(PROBLEM) Return every line of the data below that includes the string "shown".

(DATASET EXTRACT Opens)

PR #11168, opened 2022-01-03
fix(document): allow populating deeply nested models as strings

### LINKED ISSUE #11160: Mongoose 6: Deep-populate with string causing errors (undocumented breaking change?)
I'm not sure if this may be documented as a breaking change somewhere, but I couldn't find it: When using a string-based populate, it fails with Mongoose 6 while it works with 5.x:
```js
await MyModel.findById(myId).populate({ path: 'subModel', populate: 'subField' });
```
The same works with brackets:
```js
await MyModel.findById(myId).populate({ path: 'subModel', populate: ['subField'] });
```
It's fine to migrate, but devs may not know it's an issue until they run a related query.

AbdelrahmanHafez:
fixes #11160

@vkarpov15 
This change means that we won't report the full path if a user uses `populate: 'websiteId'` because we can't assign a property to a string.

Can you think of a way to overcome this?
Even with this caveat, I think it's best we have populate in the first place, then we can work on improving the error message being reported.


vkarpov15 (changes requested):
Do `if (subPopulate != null && typeof subPopulate === 'object')`

Remember that `typeof null === 'object'`

lib/model.js
```diff
@@ -4627,9 +4627,10 @@ function _execPopulateQuery(mod, match, select, assignmentOpts, callback) {
       for (const pop of subPopulate) {
         pop._fullPath = basePath + '.' + pop.path;
       }
-    } else if (subPopulate != null) {
+    } else if (typeof subPopulate === 'object') {
```
AbdelrahmanHafez, line 4630:
```suggestion
    } else if (subPopulate != null && typeof subPopulate === 'object') {
```

AbdelrahmanHafez:
@vkarpov15 
Good catch, thanks.

Kamikadze4GAME:
@vkarpov15, at first I also thought that this check is needed.  But then I looked around the code and realized that this check was unnecessary. [Line 4614](https://github.com/AbdelrahmanHafez/mongoose/blob/c8fd2cdd692745903fc5b9ad4e5da50136795fd4/lib/model.js#L4614)  already excludes falsy values. Is not it?

vkarpov15:
@Kamikadze4GAME is right, thanks for pointing that out. I'll merge this and fix in master so we can get this out.

vkarpov15 (approved):

PR #11177, opened 2022-01-04
Update docs to include the section about populating multiple paths in middleware

aleksadjukic:
Added a section that explains how to populate multiple paths in middleware.

**Summary**

This is a pretty common use case, yet it is not really straight forward to achieve, so I believe that the solution to the problem should definitely be in the documentation.

### DIFF
--- a/docs/populate.md
+++ b/docs/populate.md
@@ -807,13 +807,22 @@ MySchema.post('save', function(doc, next) {
 
 <h3 id="populating-multiple-paths-middleware"><a href="#populating-multiple-paths-middleware">Populating Multiple Paths in Middleware</a></h3>
 
-Populating multiple paths in middleware is just a little bit trickier than what you may think. Here's how you may expect it to work:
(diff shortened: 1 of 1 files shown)


docs/populate.md
```diff
@@ -804,6 +805,31 @@ MySchema.post('save', function(doc, next) {
 });
 ```
 
+<h3 id="populating-multiple-paths-middleware"><a href="#populating-multiple-paths-middleware">Populating Multiple Paths in Middleware</a></h3>
+
+Populating multiple paths in middleware is just a little bit trickier than what you may think. Here's how you may expect it to work:
+
+```javascript
+userSchema.pre('find', function (next) {
```
vkarpov15, line 813: Would be great to add the schema definition to this example: it isn't clear that `followers` and `following` reference `User`

vkarpov15 (changes requested):

docs/populate.md
aleksadjukic: Agreed, will do :)

vkarpov15 (approved):
Thanks :+1:

PR #11186, opened 2022-01-06
Gh 11071

IslandRhythms:
Needed to handle booleans

### DIFF
--- a/lib/document.js
+++ b/lib/document.js
@@ -2218,7 +2218,7 @@ Document.prototype.isSelected = function isSelected(path) {
   if (this.$__.selected == null) {
     return true;
   }
-  if(!path) {
+  if (!path) {
     return false;
   }
   if (path === '_id') {
--- a/lib/document.js
+++ b/lib/document.js
@@ -2215,7 +2215,6 @@ Document.prototype.isInit = function(path) {
  */
 
 Document.prototype.isSelected = function isSelected(path) {
-  console.log(path)
   if (this.$__.selected == null) {
     return true;
   }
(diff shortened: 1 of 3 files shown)


IslandRhythms:
I'm not sure how to fix this linter issue because it says that `_model` is an unexpected token but it is used in the test. ¯\_(ツ)_/¯

lib/document.js
```diff
@@ -2218,7 +2218,9 @@ Document.prototype.isSelected = function isSelected(path) {
   if (this.$__.selected == null) {
     return true;
   }
-
+  if (!path) {
```
vkarpov15, line 2221: This is a coarse solution. This check is helpful, but you should also add a check in `$__version()` to avoid calling `isSelected()` if `key === false`

test/model.test.js
```diff
@@ -7562,6 +7562,70 @@ describe('Model', function() {
...
+        static _instance
+        _model;
+    
+        /**
+         * @private
+         */
+        constructor() {}
+    
+        static create() {
+            if (this._instance) {return this._instance;}
```
vkarpov15, line 7577: Please simplify this test case:

1) Remove the class and methods. Just inline all the method calls.
2) Remove the `try/catch` around `insertMany()`

vkarpov15 (changes requested):

IslandRhythms:
Something I just noticed, should I add a check in document.js for `isSelected` that returns false if `path` is a boolean? Otherwise it will throw the typerror because the subsequent methods cannot be called on a boolean.

vkarpov15 (approved):
Good job :+1:

Issue #11178, opened 2022-01-05
Bug: Typescript compilation broken for mongoose version >= 6.0.0


Francesco-Lanciana:
**Do you want to request a *feature* or report a *bug*?**
Bug

**What is the current behavior?**
When running `tsc` on a file that contains a mongoose import I get the following error:

```
node_modules/mongodb/mongodb.d.ts:3296:5 - error TS2416: Property 'end' in type 'GridFSBucketWriteStream' is not assignable to the same property in base type 'Writable'.
  Type '{ (): void; (chunk: Buffer): void; (callback: Callback<void | GridFSFile>): void; (chunk: Buffer, callback: Callback<void | GridFSFile>): void; (chunk: Buffer, encoding: BufferEncoding): void; (chunk: Buffer, encoding: BufferEncoding, callback: Callback<...>): void; }' is not assignable to type '{ (cb?: () => void): this; (chunk: any, cb?: () => void): this; (chunk: any, encoding: BufferEncoding, cb?: () => void): this; }'.
```

**If the current behavior is a bug, please provide the steps to reproduce.**
Pull the following [repository](https://github.com/Francesco-Lanciana/mongoose-bug) and run `npm install` and `npm run start`

**What is the expected behavior?**
No errors should appear

**What are the versions of Node.js, Mongoose and MongoDB you are using? Note that "latest" is not a version.**
Node.js -> 14.15.2
Mongoose -> 6.1.5

danchistyakov:
I also face this problem. Any ideas?

wejd:
@danchistyakov  @Francesco-Lanciana  if you are using the latest version of @types/node try to downgrade to the v17.0.5, i had the same issue and this solution solves my problem

moritz157:
@wejd Yes, it's a problem in the mongodb node package caused by the latest version of @types/node as explained here: mongodb/node-mongodb-native#3088.

It has been fixed in the latest release, therefore I suggest mongoose should update it's mongodb dependency to `4.3.0`

vkarpov15:
Peg `@types/node` to < 17.0.5. The issue with [this repo](https://github.com/Francesco-Lanciana/mongoose-bug/blob/main/package-lock.json) is that, for some reason, your lockfile pulls in `@types/node@17.0.7` even though Mongoose 6.1.5 enforces < 17.0.5.

PR #11188, opened 2022-01-07
Update mongodb dependency to 4.3.0

moritz157:

**Summary**

The latest version of @types/node introduced a typescript error into node-mongodb-native as described here: mongodb/node-mongodb-native#3088. This also affects mongoose as reported in #11178.

The bug has been solved in the latest release of the `mongodb` package. Therefore mongoose should update it's mongodb dependency to `4.3.0` as done in this PR.

**Examples**


vkarpov15 (approved):
LGTM, but we're going to merge this into the 6.2 branch because we always make minor releases when we bump mongodb minor versions.

Issue #11172, opened 2022-01-03
doc.isModified() wrong when _id: false and updated this way


johnpeb:
**Do you want to request a *feature* or report a *bug*?**
bug

**What is the current behavior?**

`doc.isModified()` is incorrectly returning false when a subdocument is modified under an array with `_id` disabled and when the array is completely assigned to a value that is identical, but then later an array member is changed.

See REQUIREMENT 1 and REQUIREMENT 2 below. 

**If the current behavior is a bug, please provide the steps to reproduce.**

Run the script below: `npx ts-node scripts/mongoose.ts`

Script.ts:
```
import { Schema } from 'mongoose';
import * as mongoose from 'mongoose'

run().catch(err => console.log(err));

async function run(): Promise<void> {
  await mongoose.connect('mongodb://localhost:27017/test', {
  });

  await mongoose.connection.dropDatabase();

  const Order = mongoose.model('Order', new Schema({
    cumulativeConsumption: [{
      _id: false, // REQUIREMENT 1 <<<<<
      unit: String,
      value: Number
    }]
  }));

  await Order.create({
    cumulativeConsumption: [{ unit: 'foo', value: 123 }, { unit: 'bar', value: 42 }]
  });

  const doc = await Order.findOne();
  doc.cumulativeConsumption = doc.toObject().cumulativeConsumption // REQUIREMENT 2 <<<<<
  // console.log(doc.modifiedPaths())
  const match = doc.cumulativeConsumption.find(o => o.unit === 'bar');
  match.value = 43;
  match.unit = 'baz'
  console.log(`Modified: ${doc.isModified()}, expecting true`)

  process.exit()
}
```

**What is the expected behavior?**

1. `modifiedPaths()` should reflect the change after the `  match.value = 43;` line
2. `isModified()` should be true after the  `match.value = 43;` line

**What are the versions of Node.js, Mongoose and MongoDB you are using? Note that "latest" is not a version.**

Mongoose 6.1.4, node v12.22.7, mongo v4.2.8

AbdelrahmanHafez:
Nice, thanks! 👍

PR #11196, opened 2022-01-08
fix(document): make array assignment trigger isModified: true

AbdelrahmanHafez:
re #11172

Marking a path as `isModified` when its state is `init` breaks other test cases,

The issue here is as follows:
```js
const productSchema = new Schema({ _id: false, price: Number });
const orderSchema = new Schema({ products: [productsSchema] });

const order = new Order({ products: [{ price: 42 }] });
// mongoose can't detect this change, assuming that's because it compares with `assert.equals(...)`
// since there is no `_id` in both cases , an array with an object { price: 42 } is the same.
order.products = [{ price: 42 }];
order.products[0].price = 10; // mongoose can't detect this change either
```

@vkarpov15 I'm assuming here that the issue would be solved if we can make the line `order.products = [{ price: 42 }]` change the state of `products` to `modify`.

Can you point me in the right direction on where that change might be?

### DIFF
--- a/lib/document.js
+++ b/lib/document.js
@@ -2057,21 +2057,34 @@ Document.prototype[documentModifiedPaths] = Document.prototype.modifiedPaths;
 
 Document.prototype.isModified = function(paths, modifiedPaths) {
   if (!paths) {
-    return this.$__.activePaths.some('modify');
+    return this.$__.activePaths.some('modify') || this.$__.activePaths.some('init');
   }
   if (!Array.isArray(paths)) {
     paths = paths.split(' ');
   }
   const modified = modifiedPaths || this[documentModifiedPaths]();
   const directModifiedPaths = Object.keys(this.$__.activePaths.states.modify);
+  const directInitializedPaths = Object.keys(this.$__.activePaths.states.init);
   const isModifiedChild = paths.some((path) => !!~modified.indexOf(path));
+  if (isModifiedChild) {
+    return isModifiedChild;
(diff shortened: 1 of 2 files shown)


vkarpov15:
@AbdelrahmanHafez I'd say that `order.products = [{ price: 42 }]` shouldn't mark `products` as modified, because the array hasn't changed. General rule of thumb is that, if setting a property to a value that is deep equal to the existing value, Mongoose shouldn't mark as modified to avoid sending unnecessary updates in `save()`.

`order.products[0].price = 10` _should_ mark `products.0.price` as modified, but I'll need to investigate more to know why that's happening.

AbdelrahmanHafez:
@vkarpov15 
I agree.
Following are a couple of more pieces of information on the current behavior that might help:
```js
// scenario 1
order.products = [{ price: 42 }]; // doesn't mark the path as modified
order.products[0].price = 43 // still doesn't work

// scenario 2
order.products = [{ price: 43 }]; // marks it as modified
order.products[0].price = 100 // now works

// scenario 3, product has `price` and `name`
// db has `products: [{ name: 'computer', price: 42 }]
// changing the properties order doesn't mark it as modified
order.products = [{ price: 42, name: 'computer' }]  // doesn't work
```

vkarpov15:
Closed because #11172 is now fixed

AbdelrahmanHafez:
Nice, thanks! 👍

(DATASET EXTRACT Closes)

(ANSWER BOX)
(diff shortened: 1 of 1 files shown)
(diff shortened: 1 of 3 files shown)
(diff shortened: 1 of 2 files shown)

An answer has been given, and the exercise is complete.